B2M, RPII and UBC are frequently used for mRNA measures as reference genes in other tissues but not in skeletal muscle [41]. We added SF3A1, EEF1A2, HMBS and CASC3 as genes with validated stability in several cellular classes [16, 42, 43], but not in mammalian skeletal muscle. All the genes chosen belong to different functional classes to avoid co-variation between them.

Melting curves generated (not shown) ensure the correct amplification of all genes tested in this work when using the primers shown in Table 1, with PCR amplification efficiency values near to 100% [8, 9]; correlation coefficients (r2) between the logarithm of the cDNA starting quantity and the Ct were, at least, 0.95 for all genes (Table 2). Negative controls lacking template show no amplification or a very late exponential growth and, in this case, the melting curve reveals clearly identified negligible peaks.

GeNorm calculation of the internal control gene-stability measure (M) ranks our gene expression variations (Figure 1), SF3A1 and EEF1A2 being the most stable with an M value around 0.66. When ranking the reference genes by different methods (Table 2), we found that EEF1A2 appears as the best reference gene both in geNorm and Normfinder. Genes HMBS, ACTB, CASC3 and B2M can be accepted as stable with M values between 0.7 – 1, and to a lesser extent RPII and 18S with M values below 1.5.

Figure 1
figure 1

Gene expression stability of candidate reference genes.
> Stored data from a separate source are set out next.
PR #483, opened 2026-07-28
ws get_header bids stream draft

ninaiiad:


config.example.toml
```diff
@@ -92,6 +92,15 @@ headers = { X-MyCustomHeader = "MyCustomValue" }
 # GET parameters to add to each request URL for this relay
 # OPTIONAL
 get_params = { param1 = "value1", param2 = "value2" }
+# How to fetch headers from this relay.
```
ltitanb, line 95: I think a better config here is to just have a bool to say whether the relay supports streaming headers, the endpoint should be deterministic like `/eth/v1/builder/header_stream`

crates/common/src/pbs/relay.rs
```diff
@@ -120,6 +156,35 @@ impl RelayClient {
...
+        Ok(match &self.config.get_header {
+            GetHeaderTransport::Http => {
+                GetHeaderRequest::Http(self.get_header_url(slot, parent_hash, validator_pubkey)?)
+            }
+            GetHeaderTransport::Stream(base) => {
+                let mut url = base.clone();
+                // Push segments rather than Url::join: join drops both the last
+                // segment of a base without a trailing slash and its query
+                url.path_segments_mut()
+                    .map_err(|_| PbsError::WebSocket("stream url cannot be a base".to_string()))?
```
ltitanb: any error of this sort should be handled at startup, if it is already we should unwrap here

JasonVranek:
I like the simplicity of per-slot streams vs the old PoC establishing long lived connections. Q is if handshake overhead is neglible or will be problematic / is this enough time for the relay to establish reliable RTTs?

crates/pbs/src/mev_boost/get_header.rs
```diff
@@ -249,15 +250,31 @@ async fn fetch_parent_block(
...
     request_info: Arc<RequestInfo>,
     relay: RelayClient,
     ms_into_slot: u64,
-    mut timeout_left_ms: u64,
+    timeout_left_ms: u64,
 ) -> Result<Option<GetHeaderResponse>, PbsError> {
     let params = &request_info.params;
-    let url = relay.get_header_url(params.slot, &params.parent_hash, &params.pubkey)?;
 
+    match relay.get_header_request(params.slot, &params.parent_hash, &params.pubkey)? {
```
JasonVranek, line 252: get_header_from_relay forces WS or HTTP instead of firing them off concurrently which might be good for redundancy, esp as WS rollouts are new. You could always duplicate the relay in your config but then you send duplicates reg + status + submit_block and have to more to manage in configs. More of an optimization / UX improvement but can consider firing concurrent HTTP/WS.

crates/pbs/src/mev_boost/get_header_ws.rs
```diff
@@ -0,0 +1,320 @@
...
+    let data = SignedBuilderBid::from_ssz_bytes_by_fork(&bid_bytes, fork).map_err(|err| {
+        PbsError::SSZDecode {
+            err: format!("error decoding relay payload from ws stream: {err:?}"),
+            fork,
+        }
+    })?;
+    let response = GetHeaderResponse { version: fork, data, metadata: Default::default() };
+
+    let start_validate = Instant::now();
+    let validated = validate_get_header_response(request_info, relay, &response);
```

Gene expression stability of candidate reference genes in bovine muscular tissue analyzed by the geNorm program which proceeds to the stepwise exclusion of the genes whose relative expression levels are more variable among tissue samples. Threshold for eliminating a gene as unstable was M ≥ 1.5. Lower values of M correspond to the most stable genes, hence the most suitable for normalization.

Use of GAPDH as a housekeeping gene would not be appropriate, as it appears to be regulated in muscle tissue showing an M value of 1.63 and is thus not recommended as a reference gene. Actually this gene is ranked as the worst with all algorithms used here and the inadequate use of this gene has also been documented in other studies [43, 28]. Our assessment is that GAPDH, 18S and RPII are not able to make conclusions obtained by expression measures normalized with them, as these genes show expression differences between the two sets of samples.

As regards the number of genes to be used in expression studies, de Jonge et al. [21] report that no single gene qualifies as a 'real' housekeeping gene. The calculation of V values by geNorm for the proposed genes (Figure 2) is useful for deciding their optimal number to be used in an expression study [16]; pairwise variation between samples is reduced by the inclusion of additional reference genes and thus indicates the number of genes required to achieve an arbitrarily selected threshold of reference gene stability; a recommended cut-off value of 0.15 shows genes SF3A1 and EEF1A2 as having good stability in relative quantification. If HMBS, ACTB and/or CASC3 are added, a more accurate normalization can be performed, but the use of more than three control genes is unnecessary for the analyses [28].

Figure 2
figure 2

Evaluation of the optimum number of reference genes according to the geNorm software. The magnitude of the change in the normalization factor after the inclusion of an additional reference gene reflects the improvement obtained. Vi/i+1 represent the models being compared: those with i and i+1 reference genes.

Conclusion

Using the geometric mean of the three most stable genes listed, we conclude that SF3A1, EEF1A2 and HMBS would lead to powerful results in bovine skeletal muscle tissue. These genes have already shown stability in breast cancer [42], salmon muscle [43] and human fibroblasts [16], and now show to be stable in mammalian skeletal muscle transcriptome studies.